Records provided START

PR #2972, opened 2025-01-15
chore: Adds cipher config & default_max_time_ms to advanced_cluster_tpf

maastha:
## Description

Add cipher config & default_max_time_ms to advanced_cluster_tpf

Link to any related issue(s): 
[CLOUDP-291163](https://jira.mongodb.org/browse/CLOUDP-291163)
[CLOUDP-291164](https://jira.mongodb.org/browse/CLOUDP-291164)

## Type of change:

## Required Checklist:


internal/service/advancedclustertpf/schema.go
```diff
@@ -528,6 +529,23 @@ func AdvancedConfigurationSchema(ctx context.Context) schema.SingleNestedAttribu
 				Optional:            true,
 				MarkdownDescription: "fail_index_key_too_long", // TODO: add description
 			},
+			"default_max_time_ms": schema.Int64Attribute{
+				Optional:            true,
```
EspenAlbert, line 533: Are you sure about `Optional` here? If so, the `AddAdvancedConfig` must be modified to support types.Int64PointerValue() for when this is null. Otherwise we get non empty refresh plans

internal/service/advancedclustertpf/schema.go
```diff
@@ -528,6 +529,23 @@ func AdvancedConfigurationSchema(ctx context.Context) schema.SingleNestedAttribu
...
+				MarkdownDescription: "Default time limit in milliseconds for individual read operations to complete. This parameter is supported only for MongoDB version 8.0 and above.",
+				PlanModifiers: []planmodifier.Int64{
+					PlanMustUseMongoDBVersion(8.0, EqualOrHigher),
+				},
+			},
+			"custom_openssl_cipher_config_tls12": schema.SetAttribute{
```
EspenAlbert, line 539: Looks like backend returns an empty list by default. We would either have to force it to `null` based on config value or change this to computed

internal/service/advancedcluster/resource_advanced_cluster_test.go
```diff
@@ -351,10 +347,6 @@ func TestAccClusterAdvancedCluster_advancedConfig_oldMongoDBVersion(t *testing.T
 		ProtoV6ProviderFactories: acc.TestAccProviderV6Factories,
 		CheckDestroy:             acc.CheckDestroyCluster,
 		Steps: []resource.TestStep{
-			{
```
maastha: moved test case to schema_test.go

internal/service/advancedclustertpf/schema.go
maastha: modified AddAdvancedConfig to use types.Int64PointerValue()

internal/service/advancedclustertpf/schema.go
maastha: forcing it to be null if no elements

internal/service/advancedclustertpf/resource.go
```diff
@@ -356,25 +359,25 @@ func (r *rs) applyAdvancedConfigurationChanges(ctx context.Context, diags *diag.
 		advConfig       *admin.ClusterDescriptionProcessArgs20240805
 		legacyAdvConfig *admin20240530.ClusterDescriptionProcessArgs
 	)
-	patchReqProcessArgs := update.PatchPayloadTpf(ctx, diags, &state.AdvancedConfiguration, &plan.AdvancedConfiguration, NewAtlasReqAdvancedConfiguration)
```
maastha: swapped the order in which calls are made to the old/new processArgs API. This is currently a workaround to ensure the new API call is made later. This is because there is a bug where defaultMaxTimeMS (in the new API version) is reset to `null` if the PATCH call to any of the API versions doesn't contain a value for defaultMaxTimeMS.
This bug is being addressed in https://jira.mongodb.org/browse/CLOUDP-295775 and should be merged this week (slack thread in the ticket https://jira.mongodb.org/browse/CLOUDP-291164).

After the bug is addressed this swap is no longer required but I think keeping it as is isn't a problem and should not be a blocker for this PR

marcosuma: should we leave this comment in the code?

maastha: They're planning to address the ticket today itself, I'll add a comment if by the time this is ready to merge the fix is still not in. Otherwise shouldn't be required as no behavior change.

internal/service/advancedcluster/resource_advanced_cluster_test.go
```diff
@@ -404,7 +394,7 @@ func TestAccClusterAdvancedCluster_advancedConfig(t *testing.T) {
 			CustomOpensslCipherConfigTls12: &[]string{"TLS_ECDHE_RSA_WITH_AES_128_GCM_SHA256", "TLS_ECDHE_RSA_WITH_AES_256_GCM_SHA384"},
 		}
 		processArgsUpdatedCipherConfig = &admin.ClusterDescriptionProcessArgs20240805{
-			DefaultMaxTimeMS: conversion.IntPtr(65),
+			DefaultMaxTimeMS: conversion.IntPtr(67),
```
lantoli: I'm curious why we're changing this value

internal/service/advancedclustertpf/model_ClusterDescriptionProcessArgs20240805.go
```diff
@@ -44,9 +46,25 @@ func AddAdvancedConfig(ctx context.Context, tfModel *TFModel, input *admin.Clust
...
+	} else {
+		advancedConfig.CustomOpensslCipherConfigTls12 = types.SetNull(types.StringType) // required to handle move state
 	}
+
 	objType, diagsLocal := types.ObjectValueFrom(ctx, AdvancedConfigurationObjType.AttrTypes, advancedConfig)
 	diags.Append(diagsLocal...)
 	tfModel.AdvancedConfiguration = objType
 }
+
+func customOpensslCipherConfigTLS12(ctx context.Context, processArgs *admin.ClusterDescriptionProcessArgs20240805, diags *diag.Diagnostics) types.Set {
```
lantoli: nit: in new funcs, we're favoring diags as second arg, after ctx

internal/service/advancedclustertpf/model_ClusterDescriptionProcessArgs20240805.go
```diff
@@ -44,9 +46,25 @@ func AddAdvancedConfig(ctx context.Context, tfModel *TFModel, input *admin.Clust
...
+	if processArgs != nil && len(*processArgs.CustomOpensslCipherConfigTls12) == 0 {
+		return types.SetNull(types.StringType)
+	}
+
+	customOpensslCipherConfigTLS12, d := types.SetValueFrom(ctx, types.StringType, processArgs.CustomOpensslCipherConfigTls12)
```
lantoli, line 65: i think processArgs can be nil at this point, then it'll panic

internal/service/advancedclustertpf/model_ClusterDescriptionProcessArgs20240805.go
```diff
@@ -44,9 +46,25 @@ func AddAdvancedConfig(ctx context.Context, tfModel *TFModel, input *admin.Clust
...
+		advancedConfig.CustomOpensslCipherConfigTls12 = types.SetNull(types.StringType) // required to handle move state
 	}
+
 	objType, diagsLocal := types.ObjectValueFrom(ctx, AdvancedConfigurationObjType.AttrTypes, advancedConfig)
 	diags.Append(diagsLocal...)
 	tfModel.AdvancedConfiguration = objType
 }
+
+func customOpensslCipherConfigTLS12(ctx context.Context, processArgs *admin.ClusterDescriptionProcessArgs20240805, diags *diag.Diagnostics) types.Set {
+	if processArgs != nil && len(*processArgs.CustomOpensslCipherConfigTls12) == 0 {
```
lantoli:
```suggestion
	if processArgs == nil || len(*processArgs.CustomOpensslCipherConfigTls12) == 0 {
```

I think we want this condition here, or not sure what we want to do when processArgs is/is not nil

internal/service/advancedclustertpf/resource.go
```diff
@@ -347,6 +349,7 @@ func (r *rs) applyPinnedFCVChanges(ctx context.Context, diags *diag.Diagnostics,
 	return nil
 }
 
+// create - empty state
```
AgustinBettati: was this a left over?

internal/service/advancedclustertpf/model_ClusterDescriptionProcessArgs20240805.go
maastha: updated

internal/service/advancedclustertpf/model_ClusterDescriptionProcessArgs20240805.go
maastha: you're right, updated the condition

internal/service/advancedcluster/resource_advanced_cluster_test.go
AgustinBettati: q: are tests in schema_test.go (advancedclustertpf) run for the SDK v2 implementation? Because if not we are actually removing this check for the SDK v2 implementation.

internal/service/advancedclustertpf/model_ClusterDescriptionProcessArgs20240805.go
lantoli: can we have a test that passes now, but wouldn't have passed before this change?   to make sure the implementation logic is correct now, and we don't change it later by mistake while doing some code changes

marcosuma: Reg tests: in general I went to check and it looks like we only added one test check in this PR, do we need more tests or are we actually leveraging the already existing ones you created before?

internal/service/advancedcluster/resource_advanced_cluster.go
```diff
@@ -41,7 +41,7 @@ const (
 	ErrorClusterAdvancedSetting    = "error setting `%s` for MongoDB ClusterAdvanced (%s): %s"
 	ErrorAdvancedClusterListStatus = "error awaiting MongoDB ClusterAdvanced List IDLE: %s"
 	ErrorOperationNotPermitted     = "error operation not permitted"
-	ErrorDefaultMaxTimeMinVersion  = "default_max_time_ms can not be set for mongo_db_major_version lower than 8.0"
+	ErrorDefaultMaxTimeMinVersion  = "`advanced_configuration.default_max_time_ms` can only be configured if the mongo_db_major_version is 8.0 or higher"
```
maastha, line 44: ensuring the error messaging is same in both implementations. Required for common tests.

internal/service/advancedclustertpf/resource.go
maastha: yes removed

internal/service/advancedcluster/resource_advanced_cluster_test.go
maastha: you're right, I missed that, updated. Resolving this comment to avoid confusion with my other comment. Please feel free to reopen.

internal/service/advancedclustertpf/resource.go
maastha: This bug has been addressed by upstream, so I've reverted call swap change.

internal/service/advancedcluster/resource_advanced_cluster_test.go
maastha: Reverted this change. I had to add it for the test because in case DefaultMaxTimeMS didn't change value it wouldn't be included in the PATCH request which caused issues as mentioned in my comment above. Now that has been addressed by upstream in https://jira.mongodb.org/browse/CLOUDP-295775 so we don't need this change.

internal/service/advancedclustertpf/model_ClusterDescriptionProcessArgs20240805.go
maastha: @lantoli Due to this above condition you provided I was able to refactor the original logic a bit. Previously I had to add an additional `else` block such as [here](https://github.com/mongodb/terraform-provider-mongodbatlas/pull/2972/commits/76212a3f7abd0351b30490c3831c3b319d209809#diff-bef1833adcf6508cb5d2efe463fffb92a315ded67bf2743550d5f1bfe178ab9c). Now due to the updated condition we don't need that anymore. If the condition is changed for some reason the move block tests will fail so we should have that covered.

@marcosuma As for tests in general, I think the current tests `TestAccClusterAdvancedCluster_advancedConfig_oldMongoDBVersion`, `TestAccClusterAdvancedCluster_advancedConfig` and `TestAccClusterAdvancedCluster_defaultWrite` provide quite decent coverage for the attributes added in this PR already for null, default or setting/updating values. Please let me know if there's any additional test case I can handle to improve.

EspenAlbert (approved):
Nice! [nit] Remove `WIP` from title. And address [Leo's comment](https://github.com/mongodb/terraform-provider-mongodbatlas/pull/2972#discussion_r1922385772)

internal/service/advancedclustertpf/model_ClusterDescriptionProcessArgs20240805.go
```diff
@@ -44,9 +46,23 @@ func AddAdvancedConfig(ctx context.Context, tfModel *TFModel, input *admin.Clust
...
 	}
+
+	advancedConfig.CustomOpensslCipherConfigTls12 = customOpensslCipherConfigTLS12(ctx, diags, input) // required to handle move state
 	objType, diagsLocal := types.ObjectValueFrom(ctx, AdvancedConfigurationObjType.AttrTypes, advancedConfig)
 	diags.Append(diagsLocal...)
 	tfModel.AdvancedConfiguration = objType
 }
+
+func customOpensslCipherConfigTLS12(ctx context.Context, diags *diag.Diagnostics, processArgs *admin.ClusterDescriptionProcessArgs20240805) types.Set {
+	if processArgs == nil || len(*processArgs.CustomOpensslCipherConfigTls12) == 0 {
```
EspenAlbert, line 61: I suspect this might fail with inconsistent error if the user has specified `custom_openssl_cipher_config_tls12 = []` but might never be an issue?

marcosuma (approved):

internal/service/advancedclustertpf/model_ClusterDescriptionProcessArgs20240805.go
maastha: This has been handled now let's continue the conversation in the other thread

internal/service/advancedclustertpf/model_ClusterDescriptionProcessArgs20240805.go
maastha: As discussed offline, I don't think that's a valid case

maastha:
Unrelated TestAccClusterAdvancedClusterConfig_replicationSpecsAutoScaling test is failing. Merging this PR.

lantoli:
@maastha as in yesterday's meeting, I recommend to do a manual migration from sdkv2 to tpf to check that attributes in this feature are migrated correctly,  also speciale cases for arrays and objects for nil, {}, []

Records provided END
Records provided START

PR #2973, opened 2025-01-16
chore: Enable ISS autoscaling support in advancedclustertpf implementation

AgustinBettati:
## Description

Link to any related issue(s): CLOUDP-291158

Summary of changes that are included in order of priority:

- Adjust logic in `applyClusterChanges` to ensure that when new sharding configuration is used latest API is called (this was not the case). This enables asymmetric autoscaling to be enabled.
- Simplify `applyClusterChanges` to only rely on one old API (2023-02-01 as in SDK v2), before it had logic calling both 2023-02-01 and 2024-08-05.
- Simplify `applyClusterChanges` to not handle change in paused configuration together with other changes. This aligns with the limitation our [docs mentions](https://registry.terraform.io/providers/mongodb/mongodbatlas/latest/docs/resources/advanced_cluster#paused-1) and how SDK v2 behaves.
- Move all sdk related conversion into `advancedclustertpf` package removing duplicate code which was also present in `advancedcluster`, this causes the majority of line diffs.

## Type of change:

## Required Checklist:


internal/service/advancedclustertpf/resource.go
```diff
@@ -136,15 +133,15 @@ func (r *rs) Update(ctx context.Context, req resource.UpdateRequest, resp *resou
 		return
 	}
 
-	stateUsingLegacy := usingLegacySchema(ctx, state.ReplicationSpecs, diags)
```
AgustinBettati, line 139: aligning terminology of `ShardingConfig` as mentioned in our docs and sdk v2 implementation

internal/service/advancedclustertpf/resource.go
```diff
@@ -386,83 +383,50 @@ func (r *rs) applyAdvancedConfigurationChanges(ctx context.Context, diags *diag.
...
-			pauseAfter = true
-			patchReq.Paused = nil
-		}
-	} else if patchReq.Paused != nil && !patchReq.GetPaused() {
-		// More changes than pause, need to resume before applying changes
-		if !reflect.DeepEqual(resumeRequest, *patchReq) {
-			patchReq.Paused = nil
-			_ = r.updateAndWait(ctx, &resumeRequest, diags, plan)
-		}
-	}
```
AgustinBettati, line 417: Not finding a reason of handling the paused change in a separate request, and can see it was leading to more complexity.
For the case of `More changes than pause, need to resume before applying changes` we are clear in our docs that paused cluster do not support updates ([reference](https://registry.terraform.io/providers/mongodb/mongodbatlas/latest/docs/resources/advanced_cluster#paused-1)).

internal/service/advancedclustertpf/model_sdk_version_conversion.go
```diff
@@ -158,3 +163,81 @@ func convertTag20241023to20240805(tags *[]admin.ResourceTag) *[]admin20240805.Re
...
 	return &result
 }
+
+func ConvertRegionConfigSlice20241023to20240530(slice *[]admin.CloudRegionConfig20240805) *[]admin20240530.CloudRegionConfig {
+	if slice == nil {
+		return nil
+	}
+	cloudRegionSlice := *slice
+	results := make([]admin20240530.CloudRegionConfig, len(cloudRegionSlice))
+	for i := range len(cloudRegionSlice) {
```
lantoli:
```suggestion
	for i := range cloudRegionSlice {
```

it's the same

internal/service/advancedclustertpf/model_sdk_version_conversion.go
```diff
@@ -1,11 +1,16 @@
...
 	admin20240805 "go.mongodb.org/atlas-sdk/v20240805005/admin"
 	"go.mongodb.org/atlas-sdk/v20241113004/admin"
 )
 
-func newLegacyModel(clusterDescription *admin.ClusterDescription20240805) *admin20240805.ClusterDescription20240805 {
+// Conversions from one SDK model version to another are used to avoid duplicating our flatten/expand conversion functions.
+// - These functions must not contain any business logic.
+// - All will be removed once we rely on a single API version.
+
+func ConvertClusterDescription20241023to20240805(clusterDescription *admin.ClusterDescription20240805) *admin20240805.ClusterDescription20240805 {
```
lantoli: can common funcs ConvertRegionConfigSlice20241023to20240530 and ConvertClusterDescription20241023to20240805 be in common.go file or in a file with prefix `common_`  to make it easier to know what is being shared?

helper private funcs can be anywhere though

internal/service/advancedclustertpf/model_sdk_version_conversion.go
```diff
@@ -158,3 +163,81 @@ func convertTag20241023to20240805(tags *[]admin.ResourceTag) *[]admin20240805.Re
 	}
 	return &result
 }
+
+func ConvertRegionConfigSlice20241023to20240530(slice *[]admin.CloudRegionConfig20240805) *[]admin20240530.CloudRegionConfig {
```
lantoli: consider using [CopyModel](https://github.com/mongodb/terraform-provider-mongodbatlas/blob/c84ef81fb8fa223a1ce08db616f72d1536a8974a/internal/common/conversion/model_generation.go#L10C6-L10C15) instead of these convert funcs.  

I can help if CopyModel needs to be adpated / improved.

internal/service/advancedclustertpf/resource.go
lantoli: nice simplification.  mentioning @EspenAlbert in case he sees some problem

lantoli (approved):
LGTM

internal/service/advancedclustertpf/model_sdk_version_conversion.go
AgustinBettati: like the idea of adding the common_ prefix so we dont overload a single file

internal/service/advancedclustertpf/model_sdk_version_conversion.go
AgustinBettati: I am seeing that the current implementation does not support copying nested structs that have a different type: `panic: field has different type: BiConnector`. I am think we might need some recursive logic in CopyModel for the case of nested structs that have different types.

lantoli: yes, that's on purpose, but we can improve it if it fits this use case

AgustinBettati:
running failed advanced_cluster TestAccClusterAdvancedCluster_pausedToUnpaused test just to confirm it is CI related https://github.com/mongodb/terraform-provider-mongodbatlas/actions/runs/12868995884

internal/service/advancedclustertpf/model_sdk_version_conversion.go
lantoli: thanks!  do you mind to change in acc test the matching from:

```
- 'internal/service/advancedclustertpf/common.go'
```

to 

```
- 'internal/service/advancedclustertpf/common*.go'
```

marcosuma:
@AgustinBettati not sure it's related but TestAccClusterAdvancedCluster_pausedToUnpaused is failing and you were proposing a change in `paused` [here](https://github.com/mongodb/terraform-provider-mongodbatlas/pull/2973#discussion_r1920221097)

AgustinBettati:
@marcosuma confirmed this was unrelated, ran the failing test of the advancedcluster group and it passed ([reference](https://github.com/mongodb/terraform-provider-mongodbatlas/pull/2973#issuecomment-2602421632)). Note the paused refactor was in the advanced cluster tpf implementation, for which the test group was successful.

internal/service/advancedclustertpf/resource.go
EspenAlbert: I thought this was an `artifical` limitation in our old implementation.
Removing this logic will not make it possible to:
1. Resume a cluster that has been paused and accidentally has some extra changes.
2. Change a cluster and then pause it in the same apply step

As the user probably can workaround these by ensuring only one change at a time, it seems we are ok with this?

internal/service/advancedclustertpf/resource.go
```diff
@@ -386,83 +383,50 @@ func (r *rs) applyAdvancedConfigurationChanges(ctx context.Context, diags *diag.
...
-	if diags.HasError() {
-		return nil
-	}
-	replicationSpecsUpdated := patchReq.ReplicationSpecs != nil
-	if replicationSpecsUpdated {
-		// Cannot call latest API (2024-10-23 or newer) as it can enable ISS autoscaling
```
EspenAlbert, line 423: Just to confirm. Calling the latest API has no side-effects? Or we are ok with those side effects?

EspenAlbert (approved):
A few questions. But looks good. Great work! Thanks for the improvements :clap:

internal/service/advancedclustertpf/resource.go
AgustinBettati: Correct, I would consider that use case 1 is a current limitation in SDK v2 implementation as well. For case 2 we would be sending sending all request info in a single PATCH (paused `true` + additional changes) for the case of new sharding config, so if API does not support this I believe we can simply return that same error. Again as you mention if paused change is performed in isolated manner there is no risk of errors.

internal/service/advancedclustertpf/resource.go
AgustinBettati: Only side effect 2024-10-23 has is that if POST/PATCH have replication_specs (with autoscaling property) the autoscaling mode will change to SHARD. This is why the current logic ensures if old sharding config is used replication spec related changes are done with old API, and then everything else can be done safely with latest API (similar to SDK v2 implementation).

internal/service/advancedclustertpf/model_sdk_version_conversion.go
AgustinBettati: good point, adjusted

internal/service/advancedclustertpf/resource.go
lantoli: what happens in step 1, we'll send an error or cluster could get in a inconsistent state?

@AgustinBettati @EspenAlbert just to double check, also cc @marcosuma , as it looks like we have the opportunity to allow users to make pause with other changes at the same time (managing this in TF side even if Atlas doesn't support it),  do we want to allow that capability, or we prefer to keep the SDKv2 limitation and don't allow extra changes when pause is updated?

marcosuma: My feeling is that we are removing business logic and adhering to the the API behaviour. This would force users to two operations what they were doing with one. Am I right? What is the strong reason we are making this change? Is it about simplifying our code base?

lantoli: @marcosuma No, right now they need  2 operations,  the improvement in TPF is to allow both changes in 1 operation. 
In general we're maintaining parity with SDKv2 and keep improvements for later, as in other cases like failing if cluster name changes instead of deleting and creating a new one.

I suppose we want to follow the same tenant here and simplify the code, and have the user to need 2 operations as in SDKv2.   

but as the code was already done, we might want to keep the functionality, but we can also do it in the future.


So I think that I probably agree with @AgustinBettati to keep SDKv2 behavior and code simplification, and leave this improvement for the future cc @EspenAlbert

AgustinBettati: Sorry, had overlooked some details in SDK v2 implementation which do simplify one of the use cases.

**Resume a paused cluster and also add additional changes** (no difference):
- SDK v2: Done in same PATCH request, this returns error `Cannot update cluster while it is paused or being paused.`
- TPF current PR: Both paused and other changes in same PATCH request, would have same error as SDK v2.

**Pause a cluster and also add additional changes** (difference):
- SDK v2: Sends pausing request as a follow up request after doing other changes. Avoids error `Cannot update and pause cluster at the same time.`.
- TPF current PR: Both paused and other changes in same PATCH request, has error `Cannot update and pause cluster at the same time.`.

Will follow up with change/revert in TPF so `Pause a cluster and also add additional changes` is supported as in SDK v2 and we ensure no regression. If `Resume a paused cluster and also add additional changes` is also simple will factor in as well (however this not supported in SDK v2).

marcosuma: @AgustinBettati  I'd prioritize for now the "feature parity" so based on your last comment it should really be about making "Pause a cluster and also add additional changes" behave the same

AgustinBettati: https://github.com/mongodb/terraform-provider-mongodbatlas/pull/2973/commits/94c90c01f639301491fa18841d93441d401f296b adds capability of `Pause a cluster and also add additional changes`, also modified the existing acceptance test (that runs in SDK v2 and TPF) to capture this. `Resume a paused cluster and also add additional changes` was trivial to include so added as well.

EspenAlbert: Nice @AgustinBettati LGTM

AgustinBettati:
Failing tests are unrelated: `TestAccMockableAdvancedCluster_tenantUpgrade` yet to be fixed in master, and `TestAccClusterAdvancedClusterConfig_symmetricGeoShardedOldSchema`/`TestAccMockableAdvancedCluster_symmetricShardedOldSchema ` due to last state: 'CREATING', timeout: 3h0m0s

Records provided END

(Exercise brief)
The stretch of entries above that starts with the line containing "- SDK v2: Done" and goes on through the line containing "behave the same" is to be transcribed exactly, and no other line is to be transcribed.

(Written answer)
- SDK v2: Done in same PATCH request, this returns error `Cannot update cluster while it is paused or being paused.`
- TPF current PR: Both paused and other changes in same PATCH request, would have same error as SDK v2.

**Pause a cluster and also add additional changes** (difference):
- SDK v2: Sends pausing request as a follow up request after doing other changes. Avoids error `Cannot update and pause cluster at the same time.`.
- TPF current PR: Both paused and other changes in same PATCH request, has error `Cannot update and pause cluster at the same time.`.

Will follow up with change/revert in TPF so `Pause a cluster and also add additional changes` is supported as in SDK v2 and we ensure no regression. If `Resume a paused cluster and also add additional changes` is also simple will factor in as well (however this not supported in SDK v2).

marcosuma: @AgustinBettati  I'd prioritize for now the "feature parity" so based on your last comment it should really be about making "Pause a cluster and also add additional changes" behave the same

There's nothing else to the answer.